─── Task input ───
PR #4042, opened 2025-08-18
Add logic for assert failure short circuiting in `AssertFatalAdapter`

kyleajones:
| | |
|:---|:---|
|**_Has Unit Tests (y/n)_**| No additions to current unit tests, tests pass |

---
## Change Description

This change adds guard logic to `AssertFatalAdapter::reportAssert` to prevent an infinite loop of cascading assert reporting in the case where a FW_ASSERT check fails in the log_FATAL port calls.

## Rationale

In the event of a system running low on resources to allocate additional buffer memory for the serialized data used in the log_FATAL port calls, FW_ASSERT checks in those port calls can trip, causing an infinite loop.  This guard check short circuits that infinite loop and forces the second FW_ASSERT check failure to exit early and hand off to the system-level assert handler.

This logic change was tested with a deployment that has constrained memory resources.  Upon triggering a FW_ASSERT check failure, the log_FATAL port call also failed to get buffer space for the filename data serialization, resulting in a second FW_ASSERT check failure.  With this logic in place, both asserts were logged and the system-level assert processing was allowed to proceed.  Notably, the FATAL event was never actually issued, due to the second FW_ASSERT check failure, but the infinite cascade of assert check failures did not occur.

## Future Work

I couldn't see a clear way to test this in the existing unit tests, but that may be worth exploring further.

### DIFF
--- a/Svc/AssertFatalAdapter/AssertFatalAdapterComponentImpl.cpp
+++ b/Svc/AssertFatalAdapter/AssertFatalAdapterComponentImpl.cpp
@@ -44,6 +44,8 @@ AssertFatalAdapterComponentImpl ::AssertFatalAdapterComponentImpl(const char* co
     this->m_adapter.regAssertReporter(this);
     // register adapter
     this->m_adapter.registerHook();
+    // Assert handling not in progress
+    this->m_inAssert = false;
 }
 
 AssertFatalAdapterComponentImpl ::~AssertFatalAdapterComponentImpl() {}
@@ -99,11 +101,13 @@ void AssertFatalAdapterComponentImpl::reportAssert(FILE_NAME_ARG file,
                             sizeof(msg));
     Fw::Logger::log("%s\n", msg);
 
-    // Handle the case where the ports aren't connected yet
-    if (not this->isConnected_Log_OutputPort(0)) {
+    // Handle the case where the ports aren't connected yet or assert handling already in progress
+    if (not this->isConnected_Log_OutputPort(0) || this->m_inAssert) {
         assert(0);
         return;
     }
+    // Since log calls below can also fail assert checks, guard against cascading failures
+    this->m_inAssert = true;
 
     switch (numArgs) {
         case 0:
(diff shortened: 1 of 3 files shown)


LeStarch (commented):
It seems that this code could cause an issue in some edge cases.  Namely, if two asserts happen near each other, the first would move into FATAL handling (which often gives the component and system some time to shut down).  A second assert could then trigger `assert` which would bring the system down immediately.

The existing function is really only there to catch the case where the FATAL handler is not hooked up at all, and so we have not choice but to assert.

However, I also see your point that if the log_FATAL system itself asserts, we go into an undefined state because no proper resolution can be reached.

The only solution I see that could fix both concerns would be to check if an ASSERT is already processing in the stack above (i.e. on the same thread).

kyleajones:
@LeStarch yeah, I agree with your analysis.  My proposed solution would prevent the original FW_ASSERT FATAL handling from completing properly in the edge case you presented.  I can alternatively use something like a `thread_local` variable to track the `inAssert` state locally in a given thread.  If the reportAssert function encountered an additional FW_ASSERT within the same thread, it would off-ramp with the system `assert`.  Otherwise, if separate threads were to encounter a failed FW_ASSERT check very near each other, they could both enter the system-level FATAL handling and complete their separate FATAL handling (or at least attempt to before one caused a system-level reset or other event).

LeStarch:
@kyleajones we talked about it with the leads team.  Thread local variables aren't right either.  The suggestion was to add a configuration for how many times you are allowed through that function before asserting.

Basically make your implementation a counter not a boolean, and compare to a config variable.  Projects wanting your behavior could choose a config of 1, projects wanting exactly todays functionality would choose `4000000` or something.  Most projects probably want ~10 which would prevent a run away, but also reduce the risk of accidental uncontrolled bail-out.

kyleajones:
@LeStarch I've made updates to match your proposed implementation.  I confirmed this repeating assert failure handling by injecting a FW_ASSERT check failure in my specific program testbed and saw the expected off-ramp behavior after the configured number of failures.  Please let me know if you'd like me to make any modifications.

LeStarch (approved):

timcanham (approved):
LGTM!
───
### Work required
Your task is to restate, word for word, only those lines above that fall between the line holding "This change adds" and the line holding "## Future Work", inclusive.

### Exercise response
This change adds guard logic to `AssertFatalAdapter::reportAssert` to prevent an infinite loop of cascading assert reporting in the case where a FW_ASSERT check fails in the log_FATAL port calls.

## Rationale

In the event of a system running low on resources to allocate additional buffer memory for the serialized data used in the log_FATAL port calls, FW_ASSERT checks in those port calls can trip, causing an infinite loop.  This guard check short circuits that infinite loop and forces the second FW_ASSERT check failure to exit early and hand off to the system-level assert handler.

This logic change was tested with a deployment that has constrained memory resources.  Upon triggering a FW_ASSERT check failure, the log_FATAL port call also failed to get buffer space for the filename data serialization, resulting in a second FW_ASSERT check failure.  With this logic in place, both asserts were logged and the system-level assert processing was allowed to proceed.  Notably, the FATAL event was never actually issued, due to the second FW_ASSERT check failure, but the infinite cascade of assert check failures did not occur.

## Future Work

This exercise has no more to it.